Monday, September 21, 2009

Pay More, Get Less

by Michael D. Tanner

That's it?

For the past six months, six members of the Senate Finance Committee, led by Chairman Max Baucus, have been laboring mightily to design a health-care bill. Yesterday they finally brought forth their product — and it leaves us with more questions than answers.

Despite months of work, Baucus hasn't really produced a bill yet, only a 223-page summary of what he hopes a bill will contain.

Here is some of what we know and don't know:

First, he claims the bill would cost only $856 billion. (Remember when that sounded like a lot of money?) In fact, that likely understates the true cost. The Congressional Budget Office only looks at a 10-year budget window, that is, 2010 to 2019. But most of the bill wouldn't even start until 2014. Thus, the "10-year cost" covers only five years of actual spending. Future costs are expected to increase dramatically.

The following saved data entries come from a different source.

Issue #627, opened 2016-02-11
Bug in TabularCPD 's marginalize and reduce methods


ankurankan:
``` python
In [6]: >>> from pgmpy.factors import TabularCPD
   ...: >>> cpd_table = TabularCPD('grade', 2,
   ...: ...                        [[0.7, 0.6, 0.6, 0.2],[0.3, 0.4, 0.4, 0.8]],
   ...: ...                        ['intel', 'diff'], [2, 2])
   ...: >>> cpd_table.marginalize(['diff'])

In [7]: cpd_table.evidence
Out[7]: ['intel', 'diff']

In [8]: cpd_table.evidence_card
Out[8]: [2, 2]
```

The attributes `evidence` and `evidence_card` are not being updated after the operation.

Should be automatically fixed if changes proposed in #595 are implemented.

khalibartan:
Yeah I saw this behaviour.

anaviltripathi:
@ankurankan Can be closed now. PR #643 fixes this.

PR #628, opened 2016-02-14
Refactor cpd

### LINKED ISSUE #595: Refactor TabularCPD
Currently `TabularCPD` has the these attributes: `variable`, `variable_card`, `evidence`, `evidence_card`.
And since it inherits `Factor`, it also has: `variables`, `cardinality` and `values`. 

`evidence` and `evidence_card` can be easily derived if we know other attributes. And since we are not directly using `evidence` or `evidence_card` too many times, we can remove these two and compute these when needed. Right now `evidence` and `evidence_card` is adding overhead in a lot of operations because we need to update these as well as `variables` and `cardinality`.

anaviltripathi:
I have removed `evidence` and `evidence_card` as was discussed in #595. I have also modified the tests accordingly. Let me know if there are some issues. 
Fixes #595 and #627.

### DIFF
--- a/pgmpy/factors/CPD.py
+++ b/pgmpy/factors/CPD.py
@@ -1,5 +1,6 @@
 #!/usr/bin/env python3
 """Contains the different formats of CPDs used in PGM"""
+
 from __future__ import division
 
 from itertools import product
@@ -11,6 +12,7 @@ from pgmpy.factors import Factor
 from pgmpy.extern import tabulate
 from pgmpy.extern import six
 from pgmpy.extern.six.moves import range, zip
+from warnings import warn
 
 
 class TabularCPD(Factor):
@@ -367,6 +369,51 @@ class TabularCPD(Factor):
         <Factor representing phi(grade:3, evi1:2) at 0x7f847a4f2d68>
         """
         return Factor(self.variables, self.cardinality, self.values)
+
+
+    def reorder_parents(self,new_order,inplace = False):
+        '''
+
+        Parameters
+        ----------
+        new_order: list
+            list of new ordering of variables
+        inplace: boolean
+            If inplace == True it will modify the CPD itself
+            otherwise new value will be returned without affecting old values
+
+        Returns
+        -------
+
+        '''
+        if not self.evidence or (set(new_order) - set(self.evidence)) or (set(self.evidence) - set(new_order)):
+            raise ValueError("New order either has missing or extra arguments")
+        else:
+            # No need to do anything if the user provides the same order
+            if new_order != self.evidence[::-1]:
+
+                # Find cardinality mapping of variables
+                card_map = dict(zip(self.evidence, self.evidence_card))
+                # Find old position mapping of variables
+                old_pos_map = dict(zip(self.evidence, range(len(self.evidence))))
+                # Create new ordering of variables based on the given order and previous order
+                trans_ord = [0]+[(old_pos_map[letter]+1) for letter in new_order][::-1]
+                # Find the actual transpose
+                new_values = np.transpose(self.values, trans_ord)
+                # Update old values if it is inplace
+                if inplace:
+                    self.evidence[:] = new_order[::-1]
+                    self.evidence_card = [card_map[var] for var in new_order[::-1]]
+                    variables = [self.variables[0]] + self.evidence
+                    cardinality = [self.variable_card] + self.evidence_card
+                    super(TabularCPD, self).__init__(variables, cardinality, new_values.flatten('C'))
+                    return self.get_cpd()
+                else:
+                    return new_values.reshape(self.cardinality[0], np.prod([card_map[var] for var in new_order[::-1]]))
+                    #return new_values.reshape(self.variable_card, [card_map[var] for var in new_order[::-1]])
+            else:
+                warn("Same ordering provided as current")
+                return self.get_cpd()
 
 
 # Commenting out because not used anywhere for now and not implemented in a very good way.
--- a/pgmpy/factors/CPD.py
+++ b/pgmpy/factors/CPD.py
@@ -214,12 +214,9 @@ class TabularCPD(Factor):
         evidence_card = self.cardinality[1:]
 
         if evidence:
-            #evidence_card.reverse()
             evidence_card.insert(0, 1)
             cum_card = np.cumprod(evidence_card)
             max_card = cum_card[-1]
-
-            #evidence.reverse()
 
             for i in range(len(evidence)):
                 var = str(evidence[i])
--- a/pgmpy/factors/CPD.py
+++ b/pgmpy/factors/CPD.py
@@ -98,8 +98,6 @@ class TabularCPD(Factor):
 
         self.variable = variable
         self.variable_card = None
-        self.evidence = None
-        self.evidence_card = None
 
         variables = [variable]
 
@@ -109,27 +107,25 @@ class TabularCPD(Factor):
 
         cardinality = [variable_card]
         if evidence_card is not None:
-            if not isinstance(evidence_card, (list, set, tuple)):
+            if not isinstance(evidence_card, (list, tuple)):
                 if isinstance(evidence_card, np.ndarray):
                     evidence_card = evidence_card.tolist()
                 elif isinstance(evidence_card, (int, float)):
                     evidence_card = [evidence_card]
                 else:
-                    raise TypeError("Evidence cardinality must be list, set, "
+                    raise TypeError("Evidence cardinality must be list, "
                                     "tuple, numpy ndarray or simply a number.")
-            self.evidence_card = evidence_card
             cardinality.extend(evidence_card[::-1])
 
         if evidence is not None:
-            if not isinstance(evidence, (list, set, tuple)):
+            if not isinstance(evidence, (list, tuple)):
                 if isinstance(evidence, np.ndarray):
                     evidence = evidence.tolist()
                 elif isinstance(evidence, six.string_types):
                     evidence = [evidence]
                 else:
-                    raise TypeError("Evidence must be list, set, tuple or array"
+                    raise TypeError("Evidence must be list, tuple or array"
                                     " of strings.")
-            self.evidence = evidence
             variables.extend(evidence[::-1])
             if not len(evidence_card) == len(evidence):
                 raise exceptions.CardinalityError("Cardinality of all "
@@ -144,9 +140,11 @@ class TabularCPD(Factor):
         var_str = '<TabularCPD representing P({var}:{card}'.format(
                             var=self.variable, card=self.variable_card)
 
-        if self.evidence:
+        evidence = self.variables[:0:-1]
+        evidence_card = self.cardinality[:0:-1]
+        if evidence:
             evidence_str = ' | ' + ', '.join(['{var}:{card}'.format(var=var, card=card)
-                                              for var, card in zip(self.evidence, self.evidence_card)])
+                                              for var, card in zip(evidence, evidence_card)])
         else:
             evidence_str = ''
 
@@ -183,10 +181,13 @@ class TabularCPD(Factor):
     def _make_table_str(self, tablefmt="fancy_grid"):
         headers_list = []
         # build column headers
-        if self.evidence is not None:
-            col_indexes = np.array(list(product(*[range(i) for i in self.evidence_card])))
-            for i in range(len(self.evidence_card)):
-                column_header = [self.evidence[i]] + ['{s}_{d}'.format(s=self.evidence[i], d=d) for d in col_indexes.T[i]]
+
+        evidence = self.variables[1:]
+        evidence_card = self.cardinality[1:]
+        if evidence:
+            col_indexes = np.array(list(product(*[range(i) for i in evidence_card])))
+            for i in range(len(evidence_card)):
+                column_header = [evidence[i]] + ['{s}_{d}'.format(s=evidence[i], d=d) for d in col_indexes.T[i]]
                 headers_list.append(column_header)
 
         # Build row headers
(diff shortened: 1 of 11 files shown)


pgmpy/factors/CPD.py
```diff
@@ -11,6 +12,7 @@
 from pgmpy.extern import tabulate
 from pgmpy.extern import six
 from pgmpy.extern.six.moves import range, zip
+from warnings import warn
```
ankurankan, line 15: @anaviltripathi Check PEP 8 for grouping import statements: https://www.python.org/dev/peps/pep-0008/#imports

pgmpy/factors/CPD.py
```diff
@@ -107,27 +107,25 @@ def __init__(self, variable, variable_card, values,
...
         if evidence is not None:
-            if not isinstance(evidence, (list, set, tuple)):
+            if not isinstance(evidence, (list, tuple)):
                 if isinstance(evidence, np.ndarray):
                     evidence = evidence.tolist()
                 elif isinstance(evidence, six.string_types):
                     evidence = [evidence]
                 else:
-                    raise TypeError("Evidence must be list, set, tuple or array"
+                    raise TypeError("Evidence must be list, tuple or array"
```
ankurankan, line 127: @anaviltripathi Must be a list, tuple or array of variable names and variable name can be any hashable python object.

pgmpy/factors/CPD.py
```diff
@@ -107,27 +107,25 @@ def __init__(self, variable, variable_card, values,
...
                 if isinstance(evidence_card, np.ndarray):
                     evidence_card = evidence_card.tolist()
                 elif isinstance(evidence_card, (int, float)):
                     evidence_card = [evidence_card]
                 else:
-                    raise TypeError("Evidence cardinality must be list, set, "
+                    raise TypeError("Evidence cardinality must be list, "
                                     "tuple, numpy ndarray or simply a number.")
-            self.evidence_card = evidence_card
             cardinality.extend(evidence_card[::-1])
```
ankurankan, line 118: @anaviltripathi Why are you reversing the lists ? Wouldn't it assign wrong values to different states ?

anaviltripathi, line 118: @ankurankan Actually, this is part of the old code. Previous implementation used reversing the lists so I didn't modify it. I believe it has to do with [reshaping](https://github.com/pgmpy/pgmpy/blob/dev/pgmpy/factors/Factor.py#L113) the array according to cardinalities, and I think it is correct but counter-intuitive at first glance. Let me know if I am wrong.

pgmpy/factors/CPD.py
anaviltripathi, line 127: @ankurankan Ok, I will add this sentence.

pgmpy/factors/CPD.py
anaviltripathi, line 15: @ankurankan Yes, about this, actually there is one more issue you might have noticed. Due to carelessness I created a branch that had previous commits with regards to other PRs I had sent and failed to create a fresh branch. Although I have only kept the features pertaining to this particular feature, I missed this line. If you want, I could start afresh on a new branch that doesn't have irrelevant commit history.

pgmpy/factors/CPD.py
ankurankan, line 118: @anaviltripathi Actually we need to just make this point clear in our docs. For example with the implementation that you have done:

``` python
 cpd = TabularCPD('A', 2, [[0.1, 0.2, 0.3, 0.4], [0.9, 0.8, 0.7, 0.6]], ['B', 'C'], [2, 2])
```

this results in a CPD like this:

```
╒═════╤═════╤═════╤═════╤═════╕
│ C   │ C_0 │ C_0 │ C_1 │ C_1 │
├─────┼─────┼─────┼─────┼─────┤
│ B   │ B_0 │ B_1 │ B_0 │ B_1 │
├─────┼─────┼─────┼─────┼─────┤
│ A_0 │ 0.1 │ 0.2 │ 0.3 │ 0.4 │
├─────┼─────┼─────┼─────┼─────┤
│ A_1 │ 0.9 │ 0.8 │ 0.7 │ 0.6 │
╘═════╧═════╧═════╧═════╧═════╛
```

And without the reversing it would have been:

```
╒═════╤═════╤═════╤═════╤═════╕
│ B   │ B_0 │ B_0 │ B_1 │ B_1 │
├─────┼─────┼─────┼─────┼─────┤
│  C   │ C_0 │ C_1 │ C_0 │ C_1 │
├─────┼─────┼─────┼─────┼─────┤
│ A_0 │ 0.1 │ 0.2 │ 0.3 │ 0.4 │
├─────┼─────┼─────┼─────┼─────┤
│ A_1 │ 0.9 │ 0.8 │ 0.7 │ 0.6 │
╘═════╧═════╧═════╧═════╧═════╛
```

So, we need to make this clear in the docs that how does the order of evidence affect the parents of the CPD.

And the previous behavior was the latter one. I think we should keep that only as that's more intuitive. What do you think ?

pgmpy/factors/CPD.py
ankurankan, line 15: @anaviltripathi Please start on a fresh branch. And you can [`cherry-pick`](https://git-scm.com/docs/git-cherry-pick) the relevant commits from this branch.

pgmpy/factors/CPD.py
anaviltripathi, line 118: @ankurankan I am a little confused here. As I have already mentioned I didn't change these lines and removing `evidence` and `evidence_card` shouldn't have affected this as values being entered in the CPD are actually entered by calling its super class `Factor`. 
Also, although when using `print(cpd)` to print the cpd in my case gives weird output that I don't really understand why, below are some other things that I will need clarification upon.

Previous version, which is currently in use:

``` python
>>> cpd = TabularCPD('A', 2, [[0.1, 0.2, 0.3, 0.4, 0.01, 0.02], [0.9, 0.8, 0.7, 0.6, 0.99, 0.98]], ['B', 'C'], [3, 2])
>>> cpd.values
array([[[ 0.1 ,  0.2 ,  0.3 ],
        [ 0.4 ,  0.01,  0.02]],

       [[ 0.9 ,  0.8 ,  0.7 ],
        [ 0.6 ,  0.99,  0.98]]])
>>> 
KeyboardInterrupt
>>> print(cpd)
+-----+-----+-----+-----+-----+-----+-----+
| B   | B_0 | B_0 | B_1 | B_1 | B_2 | B_2 |
+-----+-----+-----+-----+-----+-----+-----+
| C   | C_0 | C_1 | C_0 | C_1 | C_0 | C_1 |
+-----+-----+-----+-----+-----+-----+-----+
| A_0 | 0.1 | 0.2 | 0.3 | 0.4 | 0.0 | 0.0 |
+-----+-----+-----+-----+-----+-----+-----+
| A_1 | 0.9 | 0.8 | 0.7 | 0.6 | 0.9 | 0.9 |
+-----+-----+-----+-----+-----+-----+-----+
>>> cpd.variables
['A', 'C', 'B']
>>> cpd.cardinality
array([2, 2, 3])
```

My current version which reverses the list (as I believe was done previously too):

``` python
>>> cpd = TabularCPD('A', 2, [[0.1, 0.2, 0.3, 0.4, 0.01, 0.02], [0.9, 0.8, 0.7, 0.6, 0.99, 0.98]], ['B', 'C'], [3, 2])
>>> cpd.values
array([[[ 0.1 ,  0.2 ,  0.3 ],
        [ 0.4 ,  0.01,  0.02]],

       [[ 0.9 ,  0.8 ,  0.7 ],
        [ 0.6 ,  0.99,  0.98]]])
>>> print(cpd)
+-----+-----+-----+-----+-----+-----+-----+
| C   | C_0 | C_0 | C_0 | C_1 | C_1 | C_1 |
+-----+-----+-----+-----+-----+-----+-----+
| B   | B_0 | B_1 | B_2 | B_0 | B_1 | B_2 |
+-----+-----+-----+-----+-----+-----+-----+
| A_0 | 0.1 | 0.2 | 0.3 | 0.4 | 0.0 | 0.0 |
+-----+-----+-----+-----+-----+-----+-----+
| A_1 | 0.9 | 0.8 | 0.7 | 0.6 | 0.9 | 0.9 |
+-----+-----+-----+-----+-----+-----+-----+
>>> cpd.variables
['A', 'C', 'B']
>>> cpd.cardinality
array([2, 2, 3])

```

If don't reverse the list, as suggested by you:

``` python
>>> cpd = TabularCPD('A', 2, [[0.1, 0.2, 0.3, 0.4, 0.01, 0.02], [0.9, 0.8, 0.7, 0.6, 0.99, 0.98]], ['B', 'C'], [3, 2])
>>> cpd.values
array([[[ 0.1 ,  0.2 ],
        [ 0.3 ,  0.4 ],
        [ 0.01,  0.02]],

       [[ 0.9 ,  0.8 ],
        [ 0.7 ,  0.6 ],
        [ 0.99,  0.98]]])
>>> print(cpd)
+-----+-----+-----+-----+-----+-----+-----+
| B   | B_0 | B_0 | B_1 | B_1 | B_2 | B_2 |
+-----+-----+-----+-----+-----+-----+-----+
| C   | C_0 | C_1 | C_0 | C_1 | C_0 | C_1 |
+-----+-----+-----+-----+-----+-----+-----+
| A_0 | 0.1 | 0.2 | 0.3 | 0.4 | 0.0 | 0.0 |
+-----+-----+-----+-----+-----+-----+-----+
| A_1 | 0.9 | 0.8 | 0.7 | 0.6 | 0.9 | 0.9 |
+-----+-----+-----+-----+-----+-----+-----+
>>> cpd.variables
['A', 'B', 'C']
>>> cpd.cardinality
array([2, 3, 2])

```

Notice that in my case `cpd.values`, `cpd.variables`, `cpd.cardinality` match with the previous implementation but not the output with `print(cpd)`. 
So, I am reversing the lists as I think that values should be in the same format as they were previously for expected behavior of TabularCPD. 
I maybe completely wrong here. Let me know.

ankurankan, line 118: @anaviltripathi What I understand now (not very sure) is that the earlier representation was considering the fastest changing parent first. So, if the evidence was `['B', 'C']` then the table should have been something like this:

```
+-----+-----+-----+-----+-----+-----+-----+
| C   | C_0 | C_1 | C_0 | C_1 | C_0 | C_1 |
+-----+-----+-----+-----+-----+-----+-----+
| B   | B_0 | B_0 | B_1 | B_1 | B_2 | B_2 |
+-----+-----+-----+-----+-----+-----+-----+
+-----+-----+-----+-----+-----+-----+-----+
```

But the `__str__` method wasn't considering this.

Anyways let's fix this all now. I think the earlier representation of evidence was not that intuitive. And intuitive way for defining evidence for the above table should be `['C', 'B']`. What do you think ?

ankurankan, line 118: @anaviltripathi What I understand now (not very sure) is that the earlier representation was considering the fastest changing parent first. So, if the evidence was `['B', 'C']` then the table should have been something like this:

```
+-----+-----+-----+-----+-----+-----+-----+
| C   | C_0 | C_1 | C_0 | C_1 | C_0 | C_1 |
+-----+-----+-----+-----+-----+-----+-----+
| B   | B_0 | B_0 | B_1 | B_1 | B_2 | B_2 |
+-----+-----+-----+-----+-----+-----+-----+
+-----+-----+-----+-----+-----+-----+-----+
```

But the `__str__` method wasn't considering this.

Anyways let's fix this all now. I think the earlier representation of evidence was not that intuitive. And intuitive way for defining evidence for the above table should be `['C', 'B']`. What do you think ?

anaviltripathi, line 118: @ankurankan I agree with you. So, I am not reversing the list finally and the output would be as in the third case. Also, in many other places, just like in `__str__` method, `evidence` was used directly, so the method implementation and their tests were designed that way only. I may need to look into those carefully and I will send in patches as I keep working on those to make sure new bugs are not introduced. 
In short, new implementation will be they way you suggested above.

anaviltripathi, line 118: I have one more doubt. Should we allow reducing or marginalizing the variable itself in CPD, especially inplace. If it were a JPD then marginalizing wrt any variable would be correct, but I suspect that it is not the case here. 
Currently reducing and marginalizing w.r.t. `variable` is allowed and it gives all `1.` output as can be expected if this behavior is to be allowed. But, `print(cpd)` doesn't work as can also be expected. 
But, in my view this should not be allowed inplace. If inplace is chosen to `False` then it can be allowed I guess. 
Also, docstrings for marginalize and reduce are not correct, errors pop up if you follow the directions exactly.

yashu-seth:
@anaviltripathi You mean error pops up in this branch or in the dev for marginalize and reduce?

anaviltripathi:
@yashu-seth In this branch, and in dev.

pgmpy/factors/CPD.py
anaviltripathi, line 118: Update: I ran tests by not reversing list of evidence and a lot of tests are failing (30). Should we really opt for not reversing the lists, considering that it has repercussions in many other methods?

yashu-seth:
@anaviltripathi Okay. I think you have opened issue #635 for it.

anaviltripathi:
@yashu-seth No, that is different. What I am talking about here is whether we should even allow reducing and marginalizing with respect to the variable under consideration in a TabularCPD. Present implementation allows this, but I think that we should not allow it inplace, and maybe give a warning even for case of non-inplace. 
Also, even though current implementation allows this, after reducing w.r.t. the variable `print` command doesn't work and produces errors. I didn't think necessary to open a separate issue for this. Should I?

yashu-seth:
@anaviltripathi I also got errors for the cases you mentioned. I think issue #635 is similar to this problem because I get similar error for both. We will have to look into it to be sure. I think if not a separate issue we must mention our findings there itself.

anaviltripathi:
This branch had some irrelevant commit history so I am closing this. Refer new PR #643.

The proposal isn't all bad. Most significantly, it drops the idea of a government-run "public option" in favor of co-ops. Government involvement with these co-ops would essentially be limited to providing start-up grants. The co-ops are unlikely to have much, if any, impact on the cost or availability of health insurance, but are far preferable to a government-run plan.

Baucus would also take the first tentative steps toward letting people buy health insurance across state lines. He'd allow states to establish interstate compacts for insurance purchases starting in 2015, and also let insurers develop national products that could be sold in any state. National plans would be exempt from state-mandated benefits.

This doesn't go far enough, and risks simply transferring regulation and mandates from the state to the regional or national level. Still, it looks like a tiny step in the right direction.

But in the end, this is still a plan that will make Americans pay more and get less.

Its centerpiece is a heavily punitive individual mandate — a requirement that every American buy a government-designed minimum-insurance package. Failure to comply would result in a fine that could run as high as $3,800 for a family of four.

Moreover, the mandate may not apply just to those without insurance today. While Baucus' summary says that those with "grandfathered" plans wouldn't have to change their current policies to satisfy the mandate, it's vague about what qualifies as "grandfathered."

Plus, employer-provided plans — that is, the policies of the vast majority of us — would have just five years to comply with the new insurance regulations, and "grandfathered" plans wouldn't be eligible for any subsidies. There's thus an excellent chance that most people wouldn't actually be able to keep their current plans.

Some seniors would also be forced out of their current arrangements. Baucus would cut payments to Medicare Advantage — which is likely to push many insurers out of the program, while others would raise the premiums they charge seniors. Millions would likely be forced back into traditional Medicare.

(The plan also targets two other GOP health-care reforms of recent years: It would impose new restrictions on Health Savings Accounts and limit the ability of workers to take advantage of tax-free Flexible Spending Accounts.)

Baucus also wants a mandate for employers to provide insurance to workers, though it's less severe than the mandate in the House bills. He has no specific requirement for employers to provide insurance — but any employer who failed to do so would have to pay the cost of all subsidies that the government provides his or her workers to help them pay for insurance on their own, up to $400 a worker.